As each rat is permitted to forage at its own pace, the duration of foraging varies for each trail. To overcome this problem, we employed a targeted task-normalization of the firing rates. Figure 2B2 shows a schematic of a single trial, where specific events were aligned to specific percentages of completion: the delay epoch covered from 0 to 70% of the trial, foraging epoch from 70 to 90%, and reward epoch (including the time to go back into the cage) from 90 to 100%. Through a time-normalized binning procedure (described in Materials and Methods) we obtained, for each neuron and each trial, a task-normalized firing rate trace spacing 100 bins, from the beginning to the completion of the task. For each neuron, the resulting firing rates were z-scored and then averaged across trials.
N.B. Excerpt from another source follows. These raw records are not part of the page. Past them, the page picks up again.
PR #4882, opened 2026-09-15
fix(p/AUTODNS): transmit an MX preference of 0

dkorunic:
## Problem

`ResourceRecord.Pref` is a plain `int32` tagged `omitempty`, so an MX preference of **0** is dropped from the request body entirely. AutoDNS then applies its own default, and the pushed record silently disagrees with the config.

A zone declaring

```js
MX("@", 0, "mail.example.net.")
```

comes back from the provider as preference **10**, which shows up as a `MODIFY` on the next run that `push` cannot settle:

```
± MODIFY example.com MX (10 mail.example.net. ttl=3600) -> (0 mail.example.net. ttl=3600)
```

Zero is an ordinary MX preference — it is what a single-target "deliver here, no alternatives" setup looks like, and it is what Microsoft 365 and several hosted-mail providers hand out — so the field has to go out on the wire.

Marshalling the record on current `main` shows the field simply missing:

```
{"name":"","ttl":300,"type":"MX","value":"mail.example.net."}
```

## Why this surfaced only now

It was masked. Before #4880, any zone containing an MX record failed to push at all (`EF020541`), so the dropped preference never reached the gateway. Fixing the value encoding let these requests through for the first time and exposed the second defect underneath.

I hit it in production immediately after #4880 merged: a zone of mine with `MX("@", 0, ...)` came back as preference 10.

## Fix

Make `Pref` a `*int32` so an unset preference and a preference of 0 stop sharing a representation. Records that never set it still omit it, so nothing changes for any other type:

| | marshalled |
|---|---|
| before, pref=0 | `{"name":"","type":"MX"}` — dropped |
| after, pref=0 | `{"name":"","pref":0,"type":"MX"}` |
| after, pref=10 | `{"name":"","pref":10,"type":"MX"}` |
| after, unset (A record) | `{"name":"","type":"A"}` — unchanged |

Read paths go through a small `pref()` accessor that treats an absent `"pref"` as 0, preserving today's behaviour for both MX and SRV.

## Tests

`TestRecordsToNativeMarshalsZeroPreference` asserts on the **marshalled JSON** rather than the struct. That distinction matters: the struct field reads back as `0` and looks entirely correct — the value only disappears at encoding time, which is why a struct-level assertion would pass on the broken code.

Verified against the pre-fix sources on `main`:

```
--- FAIL: TestRecordsToNativeMarshalsZeroPreference
    marshalled MX record has no pref field: {"name":"","ttl":300,"type":"MX","value":"mail.example.net."}
```

`TestRecordsToNative` also gains an `MXZeroPreference` case. `go build`, `go vet`, `gofmt` and the full `go test ./...` are clean.

## Note

Follow-up to #4880, which is already merged — `main` currently carries this bug.


providers/autodns/autoDnsProvider.go
```diff
@@ -396,9 +397,9 @@ func toRecordConfig(dc *models.DomainConfig, record *ResourceRecord) (*models.Re
 	ttl := uint32(record.TTL)
 	switch record.Type {
 	case "MX":
-		rc, err = dc.NewRecordConfig(label, ttl, dnsv2.TypeMX, uint16(record.Pref), record.Value)
+		rc, err = dc.NewRecordConfig(label, ttl, dnsv2.TypeMX, uint16(record.pref()), record.Value)
 	case "SRV":
-		rc, err = dc.NewRecordConfigParse(label, ttl, dnsv2.TypeSRV, fmt.Sprintf("%d %s", record.Pref, record.Value))
+		rc, err = dc.NewRecordConfigParse(label, ttl, dnsv2.TypeSRV, fmt.Sprintf("%d %s", record.pref(), record.Value))
```
TomOnTime: We have a special flag for this weird situation. However, please verify this works.

```suggestion
		rc, err = dc.NewRecordConfigParse(label, ttl, dnsv2.TypeSRV, record.pref(), record.Value, nrc.Flag{SrvWeirdSplit: true})
```

providers/autodns/autoDnsProvider.go
```diff
@@ -230,7 +230,8 @@ func recordsToNative(recs models.Records) ([]*models.Nameserver, uint32, []*Reso
 				// and the gateway rejects the entire zone update with
 				// EF020541 "The MX resource record value is invalid.".
 				f := rc.AsMX()
-				resourceRecord.Pref = int32(f.Preference)
+				pref := int32(f.Preference)
+				resourceRecord.Pref = &pref
```
TomOnTime: I'm not sure if this will work but give it a try.

```suggestion
				resourceRecord.Pref = new(int32(f.Preference))
```

dkorunic: Verified — it works, adopted in e3b669c8.

`new()` accepts an expression as of Go 1.26, and this module targets `go 1.27`, so `new(int32(f.Preference))` compiles and yields the right value. Confirmed both by building and by running it (`10` in, `10` out). Nice — it drops the temporary.

providers/autodns/autoDnsProvider.go
dkorunic: Verified, and adopted the flag in e3b669c8 — but it has to go to `NewRecordConfig`, not `NewRecordConfigParse`:

```go
rc, err = dc.NewRecordConfig(label, ttl, dnsv2.TypeSRV, record.pref(), record.Value,
    nrc.Flags{SrvWeirdSplit: true})
```

Three things stopped the suggested line as written:

1. `NewRecordConfigParse` panics on this flag outright — `models/record_factory.go:83`: `panic("NewRecordConfigParse() incompatible with SrvWeirdSplit")`.
2. Its `data` parameter is a `string`, so passing `record.pref()` (an `int32`) doesn't compile.
3. The type is `nrc.Flags`; there's no `nrc.Flag`.

`NewRecordConfig` is where the flag is handled (`record_factory.go:40`), and its handler does exactly the `fmt.Sprintf("%d %s", ...)` this replaces, so the parsed result is identical — the existing `TestToRecordConfig/SRV` case still passes unchanged, which is what I used to confirm the swap is behaviour-preserving. It also now matches how dnsimple, hedns, inwx, namedotcom and vercel call it.

PR #4883, opened 2026-09-15
feat: let providers declare a record identity for duplicate checks

Alice39s:
I ran into this while moving a geo-routed zone to DNSControl.

DNSPod, Gcore, Huawei Cloud and ClouDNS keep one record per line, so several
records share a name and type. That is how these providers express per-region
answers.

Two checks block those configs before the provider ever sees them.

`checkCNAMEs` rejects a second CNAME under the same name, so a geo-routed CNAME
set cannot be declared at all.

`checkDuplicates` compares name, type and RDATA and never looks at provider
metadata, so two records that differ only by line count as duplicates even
though the provider stores them separately.

The `R53_WEIGHT` example in the docs fails the same check, so this is not
specific to any one provider.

The grand-average of normalized firing rates for the whole population of 382 neurons is shown in Figure 2B1.
Neurons were classified as pIn and pPy according to their average waveform. The waveform features considered were integrated into the first component of a PCA and two Gaussian models were fit on the distribution of first components (Fig. 2C1) to separate narrow waveforms (corresponding to pIns) and broad waveforms (corresponding to pPy). Details about the classification procedure are described in Materials and Methods. Average waveforms and mean firing rate distribution for the classified cells are shown in Figure 2C2 and C3, respectively. At the end of the classification procedure 61 of the 382 (16%) were classified as pIns, whereas the remaining 321 were classified as pPy. Firing rates across the population of pIns were significantly different from firing rates across the population of pPys (two-way ANOVA, interaction cell class × time, F(99,38000) = 3.02, p = 8.4 × 10−22), with significant differences (FDR-corrected rank sum, p < 0.05) during the first 13% of the task and during the whole foraging epoch (Fig. 2D). In particular, pIns exhibited a distinct pattern of activity, most prominently characterized by an increase in the average firing rate during the foraging and reward epochs compared with the delay epoch.
Neural activity patterns robustly remapped between task epochs and predicted span
The most prominent neural activity patterns underlying the average firing rate profile were assessed via PCA. Figure 3A shows the first three PCs identified. The task-normalized firing rates for the whole population of neurons were sorted according to their loadings on each of the first three PCs (Fig. 3B). From the sorted firing rates, distinct neural populations were observed whose firing rates changed together throughout the different task epochs. In particular, groups of foraging-active neurons and delay-active neurons emerged when sorting according to the first PC (Fig. 3B, left); neurons active during the first part of the delay epoch (early delay) were separated from neurons active in the second part of the delay epoch (late delay) when sorting according to the second PC (Fig. 3B, middle); and neurons particularly active during the reward epoch were identified by the third PC (Fig. 3B, right). Remapping of neural activity signaled the transition between task epochs with a sharp and abrupt transition between delay and foraging epochs, and a smaller transition between foraging and reward epochs. Interestingly, pIns loaded more heavily than pPys on the first PC (Fig. 3C, left; Kolmogorov–Smirnov test: D(321,61) =0.24, p = 4.9 × 10−3), indicating that interneurons mostly stayed active from the end of the delay and throughout the foraging epoch (in line with their average firing rate observed in Fig. 2D). No significant difference was observed for loadings on second and third PCs (Fig. 3C, middle and right; Kolmogorov–Smirnov test: D(321,61) = 0.10, p = 0.63 for PC2; D(321,61) = 0.12, p = 0.37).
We then examined the relationship between neural firing rates and odor span. Sessions were separated into high and low span (according to the threshold defined in Fig. 1C) and firing rates were compared for both pPys and pIns in the two span groups. The average firing rates (±SEM) separated by span group are reported in Figure 4, A and B, for pPys and pIns, respectively. Firing rates of pPys recorded from low versus high span sessions were significantly different (two-way ANOVA, interaction span class × time, F(99,31900) = 1.72, p = 1.1 × 10−5), with bin-by-bin differences observed especially during the middle part of the delay epoch (FDR-correct rank sum, p < 0.05). No significant differences were observed in the firing rates of pIns when comparing low and high span sessions (two-way ANOVA, F(99,5900) = 0.87, p = 0.81).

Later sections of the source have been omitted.